There is general agreement among NERC, the Regional Entities (including the auditors), the NERC entities themselves, the CSPs and other vendors (and even FERC staff members, although they’ll never confirm this for you) that 5-6 years is too long to wait. More and more software and service providers (especially security service providers) are announcing that they will either move exclusively to the cloud in a couple of years, or at least they will freeze development of their on-premises version and just develop new capabilities for the cloud version from now on. There are already impacts to grid security due to this situation. They will only continue to grow, with the result that grid reliability may itself be affected – and “reliability” is NERC’s middle name!

Fortunately, the NERC CTAG is doing more than organizing webinars. We have recently formed a sub-group that is starting to draft at least two NERC CMEP Practice Guides (CMEP stands for Compliance and Monitoring Enforcement Program), one on BCSI use in the cloud and the other on the meaning of “access control and monitoring” in the definition of Electronic Access Control or Monitoring System (EACMS).[ii] CMEP Practice Guides are intended to provide guidance to auditors regarding particular technical subjects; they aren’t meant to be interpretations of the NERC Reliability Standards.
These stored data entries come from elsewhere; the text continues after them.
PR #145, opened 2022-02-02
Adding g5 Sagemaker instances

talesa:


geoalgo (approved):
Thanks for the great initiative, I saw the announcement but did not add them as I did not find them in our main docs:
https://aws.amazon.com/sagemaker/pricing/

Would be great to use boto service to get those automatically at some point.

geoalgo:
> Thanks for the great initiative, I saw the announcement but did not add them as I did not find them in our main docs: https://aws.amazon.com/sagemaker/pricing/
> 
> Would be great to use boto service to get those automatically at some point.

Actually I double checked, they are g5 instances but not in all regions...

talesa:
I added it because I wasn't able to start jobs on the `ml.g5` instances (even in the region where they are available) because the Reporter tries to evaluate the cost of a non-existent instance type in
https://github.com/awslabs/syne-tune/blob/71f4c22f24446f6164c7913a3c537e2f4d30e3fa/syne_tune/report.py#L58
and then fails in line
https://github.com/awslabs/syne-tune/blob/567f822c51b1da887d3984d73cfdb4e5223c1de3/syne_tune/backend/sagemaker_backend/instance_info.py#L43
because no rows were returned.

Of course would be solved by
>Would be great to use boto service to get those automatically at some point.

geoalgo:
Ok, in the meantime we should not fail if the instance cost is not found. I sent a fix for this: #146 .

There are two auditor-focused NERC ERO committees that need to approve a CMEP Practice Guide, so it’s possible these could be approved in one year (this is just my guess)

I haven’t discussed this with the CTAG yet, but it seems like the issue with low impact systems in the cloud might also be addressed through the CMEP process, so maybe there’s some hope in this matter.

In any case, I don’t think any NERC entity with low impact BES Cyber Systems that are deployed or used in the cloud today should pull them out tomorrow because of what I’ve just written. There’s been no official NERC notification on this subject, and I doubt there will ever be a notification[iii], until the problem is fixed.

[i] There are other areas of security in which the CSPs have work to do, for instance in vetting third parties who resell their cloud services. The new drafting team for cloud services should focus on those areas. I’m willing to stipulate that the CSPs are doing a good job of patch and configuration management, although there needs to be a way to document that fact without requiring a pointless “audit” of the CSP’s basic security practices.

[ii] A number of cloud based security services are currently not available to medium and high impact NERC entities because auditors believe those services meet the EACMS definition. Even worse, some heavily used security monitoring services that are delivered on premises today have already announced, or will soon, that their regularly updated versions will be delivered exclusively from the cloud. In fact, some services that may be needed to provide internal network security monitoring for CIP-015 compliance (which will be due in 3-4 years; don’t panic yet) may also be out of reach for NERC entities because of the current interpretation of “access monitoring” in the EACMS definition.

[iii] You may be surprised to learn that notification in this blog doesn’t take the place of official NERC notification, despite that fact that NERC almost bought the blog on April 1, 2015.